Given the entries that follow, write out exactly the lines starting at the one containing "brettsam, line 25: The" and ending at the one containing "this if reached.", both ends included, and only those.

Data records:
·····

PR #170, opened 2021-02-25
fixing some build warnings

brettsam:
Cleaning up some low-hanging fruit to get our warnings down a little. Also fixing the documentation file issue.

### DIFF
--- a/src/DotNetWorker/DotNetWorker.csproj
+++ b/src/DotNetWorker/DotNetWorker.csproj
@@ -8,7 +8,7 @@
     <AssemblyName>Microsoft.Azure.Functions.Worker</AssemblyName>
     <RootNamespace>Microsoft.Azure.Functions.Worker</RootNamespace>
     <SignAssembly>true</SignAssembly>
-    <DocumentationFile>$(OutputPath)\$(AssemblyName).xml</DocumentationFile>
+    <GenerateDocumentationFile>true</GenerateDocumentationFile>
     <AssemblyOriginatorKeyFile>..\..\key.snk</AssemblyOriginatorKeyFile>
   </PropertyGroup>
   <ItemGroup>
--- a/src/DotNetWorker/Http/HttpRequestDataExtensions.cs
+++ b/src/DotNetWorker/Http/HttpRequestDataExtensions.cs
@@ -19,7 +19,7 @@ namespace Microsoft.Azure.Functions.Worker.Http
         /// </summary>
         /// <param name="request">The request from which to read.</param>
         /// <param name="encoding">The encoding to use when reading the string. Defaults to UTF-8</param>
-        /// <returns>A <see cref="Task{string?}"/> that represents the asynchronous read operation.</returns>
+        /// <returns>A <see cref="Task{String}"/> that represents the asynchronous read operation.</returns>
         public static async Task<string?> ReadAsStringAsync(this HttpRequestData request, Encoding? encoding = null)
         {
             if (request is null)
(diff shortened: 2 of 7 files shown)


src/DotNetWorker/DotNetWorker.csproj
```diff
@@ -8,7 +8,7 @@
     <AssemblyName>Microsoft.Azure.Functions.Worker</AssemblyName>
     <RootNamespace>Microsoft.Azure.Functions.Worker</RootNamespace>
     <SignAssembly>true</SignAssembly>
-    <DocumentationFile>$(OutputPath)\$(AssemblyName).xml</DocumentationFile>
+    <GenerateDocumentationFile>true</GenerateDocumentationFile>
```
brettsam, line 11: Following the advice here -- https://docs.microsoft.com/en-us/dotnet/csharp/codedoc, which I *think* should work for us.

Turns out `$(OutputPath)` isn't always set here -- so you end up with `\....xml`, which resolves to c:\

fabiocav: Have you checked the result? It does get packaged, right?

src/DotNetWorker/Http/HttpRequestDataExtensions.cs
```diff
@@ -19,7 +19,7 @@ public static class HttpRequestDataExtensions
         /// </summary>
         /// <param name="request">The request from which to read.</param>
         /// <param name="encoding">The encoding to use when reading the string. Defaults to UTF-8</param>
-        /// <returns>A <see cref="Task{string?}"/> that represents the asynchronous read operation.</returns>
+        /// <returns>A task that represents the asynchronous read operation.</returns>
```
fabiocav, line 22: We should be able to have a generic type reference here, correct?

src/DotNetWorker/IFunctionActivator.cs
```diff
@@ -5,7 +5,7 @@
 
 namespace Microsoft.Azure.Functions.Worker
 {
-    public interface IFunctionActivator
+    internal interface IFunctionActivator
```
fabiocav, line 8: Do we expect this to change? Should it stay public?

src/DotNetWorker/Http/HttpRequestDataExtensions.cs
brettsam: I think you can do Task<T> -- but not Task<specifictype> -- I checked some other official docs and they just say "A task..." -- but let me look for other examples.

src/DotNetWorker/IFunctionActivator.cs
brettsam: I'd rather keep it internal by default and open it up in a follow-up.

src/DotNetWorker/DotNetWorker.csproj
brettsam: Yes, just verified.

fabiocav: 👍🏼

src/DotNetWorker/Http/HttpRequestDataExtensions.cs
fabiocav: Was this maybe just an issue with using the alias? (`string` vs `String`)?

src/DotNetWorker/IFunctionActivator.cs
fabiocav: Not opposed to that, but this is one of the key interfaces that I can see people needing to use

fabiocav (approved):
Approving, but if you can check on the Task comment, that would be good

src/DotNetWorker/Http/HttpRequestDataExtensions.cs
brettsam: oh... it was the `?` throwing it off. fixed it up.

·····

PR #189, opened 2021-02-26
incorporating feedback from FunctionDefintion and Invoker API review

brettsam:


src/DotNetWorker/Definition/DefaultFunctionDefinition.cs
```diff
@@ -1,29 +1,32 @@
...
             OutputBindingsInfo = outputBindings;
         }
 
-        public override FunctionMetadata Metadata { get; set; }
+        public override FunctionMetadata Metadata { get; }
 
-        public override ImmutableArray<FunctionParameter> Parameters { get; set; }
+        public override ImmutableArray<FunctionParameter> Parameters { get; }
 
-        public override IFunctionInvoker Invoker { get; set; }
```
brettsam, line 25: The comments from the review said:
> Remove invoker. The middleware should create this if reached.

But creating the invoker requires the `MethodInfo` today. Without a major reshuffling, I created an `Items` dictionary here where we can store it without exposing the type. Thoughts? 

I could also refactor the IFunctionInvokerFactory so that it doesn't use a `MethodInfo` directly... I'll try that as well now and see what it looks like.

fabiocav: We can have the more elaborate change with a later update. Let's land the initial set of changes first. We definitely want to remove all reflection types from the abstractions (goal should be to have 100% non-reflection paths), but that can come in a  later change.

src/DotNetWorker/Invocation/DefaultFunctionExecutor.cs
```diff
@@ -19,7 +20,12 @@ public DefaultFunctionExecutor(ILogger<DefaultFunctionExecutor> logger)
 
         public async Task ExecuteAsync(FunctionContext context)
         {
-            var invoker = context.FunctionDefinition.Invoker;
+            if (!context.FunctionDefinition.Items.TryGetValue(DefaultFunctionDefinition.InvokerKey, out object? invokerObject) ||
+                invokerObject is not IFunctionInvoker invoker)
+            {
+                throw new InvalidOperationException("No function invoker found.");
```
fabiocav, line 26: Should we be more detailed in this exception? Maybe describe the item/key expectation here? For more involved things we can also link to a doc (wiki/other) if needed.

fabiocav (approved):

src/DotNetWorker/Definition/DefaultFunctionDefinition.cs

·····

ANSWER TO THE EXERCISE:
brettsam, line 25: The comments from the review said:
> Remove invoker. The middleware should create this if reached.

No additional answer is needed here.